Intel i5
Configuration
Intel i5-650, Clarkdale, Westmere, 32 nm, 81 mm2, 382 M Transistors + GPU / RAM controller (45 nm, 177 M Transistors, 114 mm2).
GIGABYTE H55M-S2, Intel H55 (IbexPeak DH), Dual-Channel, 2 * 2048 MB PC3-10600 666.7 MHz DDR3 Kingston, 9-9-9-24, External Graphic Card.
- L1 Data cache = 32 KB. 64 B/line, 8-WAY. (Write-Allocate?)
- L1 Instruction cache = 32 KB. 4-WAY. ? B/line
- L2 cache = 256 KB. 64 B/line, 8-WAY
- L3 cache = 4 MB. 64 B/line, ?-WAY
- Load Buffers = 48 items
- Store Buffers = 32 items
- RS = 36 items
- ROB = 128 items
4 KB pages mode (64-bit Windows, 64-bit soft)
- Data TLB L1 size = 64 items. Miss penalty = 7.
- Instruction TLB L1 size = 64 items per thread.
- TLB L2 size = 512 items.
| Size |
Latency |
Description |
| 32 K | 4 | TLB + L1 |
| 256 K | 10 | +6 (L2) |
| 2 M | 47 | +30 (L3) +7 (L1 TLB miss) |
| 4 M | 57 | +10 (L2 TLB miss) |
| ... | 57 + 93 ns | + 93 ns (RAM) |
2 MB pages mode (64-bit Windows, 64-bit soft)
- Data TLB L1 size = 32 items.
- Instruction TLB L1 = 7 items per thread.
MISC
- 64-bytes range cross penalty = 4 cycles.
- 4096-bytes range cross penalty = 24 cycles.
- L1 Read with (L1 TLB miss -> L2 TLB hit) = 2 cycles per read (throughput)
- L2 Read with (L2 TLB miss) doesn't allow similar parallel accesses.
- L2->L1 B/W (Parallel Random Read) = 4 cycles per cache line
- L2->L1 B/W (Read, 64 bytes step) = 3.71 cycles per cache line
- L2 Write (Write, 64 bytes step) = 6.70 cycles per write (cache line)
- L3->L1 B/W (Parallel Random Read) = 5.90 cycles per cache line
- L3->L1 B/W (Read, 64 bytes step) = 5.75 cycles per cache line
- L3 Write (Write, 64 bytes step) = 10.40 cycles per write (cache line)
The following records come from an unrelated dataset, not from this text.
PR #404, opened 2021-08-04
Add a method to detect parallel edges

mtreinish:
This commit adds a new method has_parallel_edges() to the graph classes.
This method is used to detect if there are parallel edges in the graph.
While there is a multigraph attribute on the graph classes that only
dictates whether a graph allows parallel edges or not. A graph with
multigraph=True may still not have parallel edges. This method lets
users check this if they need to.


georgios-ts (approved):
LGTM

PR #405, opened 2021-08-06
Deduplicate distance matrix implementation

mtreinish:
This commit updates the graph_distance_matrix and
digraph_distance_matrix implementation to share a single inner function
that works for either an undirected or directed StableGraph and just
returns a 2D array. This both simplifies and deduplicates the code and
also gives other functions that need a distance matrix in the future a
function that can get a 2d ndarray object.


IvanIsCoding (approved):
This is a good idea, and maybe we should also copy it for `floyd_warshall_numpy` in a separate PR

PR #406, opened 2021-08-07
Deduplicate floyd_warshall_numpy implementation

IvanIsCoding:
Updates graph_floydwarshall_numpy and digraph_floydwarshall_numpy
to share a single inner function that works for both graph types and returns a 2D array. 

This deduplicates the code, similarly to #405


mtreinish (approved):
LGTM, thanks for doing this for floyd warshall too.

- RAM Read B/W (Parallel Random Read) = 12 ns / cache line = 5300 MB/s
- RAM Read B/W (Read, 8 Bytes step) = 8400 MB/s
- RAM Read B/W (Read, 64 Bytes step) = 9860 MB/s
- RAM Read B/W (Read, 64 Bytes step - pointer chasing) = 7100 MB/s
- RAM Write B/W (Write, 4-64 Bytes step) = 6600 MB/s
Branch misprediction penalty = 15-16 cycles.